January 13, 2022  • Newsletter

This Month’s Money Message: Pause

I used to work with an amazing woman who refused to make major life decisions in January or February. She swore that none of us (in the northern hemisphere at least) were thinking clearly, what with the gray skies, the prolonged cold, and the limited sunshine.

And right now, with prolonged pandemic fatigue, decision fatigue, and fleeting “still barely hanging on despite everything” moments of hope, her rule seems more apt than ever before.

So this month, let’s pause. Let’s not obsess about setting goals for 2022 or planning financially for long-term success. Let’s not add oodles of to-do lists to brand new (deliriously optimistic) planners. Let’s not reinvent ourselves or seize days or claim this as our year.

Let’s just pause.

Let’s not obsess about setting goals for 2022…

Several clients shared trauma-like responses they experienced towards the end of 2021, and if my social media feeds and conversations with friends are any indicator, plenty of us are coping with low-level trauma-responses, even as we continue creating, surviving, parenting, and coping. And that’s okay. But that also means we’re not really in a position to plan. We’re in a position to pause.

If you are feeling motivated to do any of those optimistic fresh-start new-year things, by all means, don’t let me stop you. But maybe use pencils in those brand-new planners or plan with larger-than-normal contingencies in mind.

And of course, let’s still send invoices, check our bank statements, spend intentionally, and say yes to things that seem exciting. Our “pause” can be a maintenance pause, not an avoidance pause.

Here’s what a “maintenance pause” might look like in terms of what to know, do, and believe this month:

Know: What kind of pause you need.

You get to decide what “pause” looks like for you – including whether or not “pause” is a good word for you right now. Your pause might look more like a shift into slow motion, rather than a full pause, or it might include a full stop. Do what works for you.


Do: Notice if your brain finds space in the pause to think ahead.

Sometimes in the blank space we can find clarity. We learned this early on in 2020 with slower walks, more deliberate time spent with individuals, and a full reassessment of our values. Maybe you can find some of that clarity in this year’s pause as well. Just bring gloves on those longer strolls.

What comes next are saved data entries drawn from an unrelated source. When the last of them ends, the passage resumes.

PR #1758, opened 2025-06-30
Use macOS 14 for ARM builds

austinmatherne-wk:
#### Reason for change
Workaround for macOS ARM64 builds failing on macOS 15 runner: https://github.com/actions/runner-images/issues/12482

We also use macOS 14 for our test runners so it makes sense to be consistent anyway. Once the above issue is resolved we should switch both the build and test runners to macOS 15.

#### Description of change
Use macOS 14 runner for ARM64 macOS builds.

#### Steps to Test
* [x] Smoke test https://github.com/Arelle/Arelle/actions/runs/15981191746

**review**:
@Arelle/arelle

### DIFF
--- a/.github/workflows/build-macos.yml
+++ b/.github/workflows/build-macos.yml
@@ -13,7 +13,7 @@ on:
         required: false
         type: string
       macos_version:
-        default: '15'
+        default: '14'
         description: 'MacOS version to use (15, 14, 13, latest, etc.)'
         required: false
         type: string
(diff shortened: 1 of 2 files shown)


aaroncameron-wk (approved):

austinmatherne-wk:
The macOS 15 builds are working again thanks to https://github.com/actions/runner-images/issues/12482#issuecomment-3025283970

Believe: Uncertainty is okay.

Some of the trauma response is due to the ongoing uncertainty we all face. Will the event happen? Will schools remain open? Will I be able to travel safely? Will I get sick? It’s hard to operate in an uncertain space for a prolonged period of time. But uncertainty is okay. It’s not easy, it’s perhaps not what we would choose. But it’s okay. Focus on the certain and let the uncertain exist as you pause.


What We’re Doing

January often feels like the calm before the tax-season storm around here, so this month, we’re focusing on getting ready for the storm. Elaine headed to North Carolina to start the year with a group of entrepreneurship educators in the arts, and she’ll join the Artists @ Work program to kick off their fellowship expansion later this month. She’ll also kick off a new semester with some pretty fantastic graduate students… And maybe even pause a bit as well.

What We’re Talking About

Uncertainty. That’s what has been coming up in conversations with clients lately. Some are feeling exhausted by the uncertainty, some are looking for magic solution to combat it. Most are noticing that it is here to stay.


If you’d like to chat with me to answer your own questions, feel free to find a time that works with your schedule.



It’s funny – A pause can feel so rebellious (although my younger peers might call this the lamest rebellion ever). But there’s nothing rebellious about taking the time you need – now and well into 2022.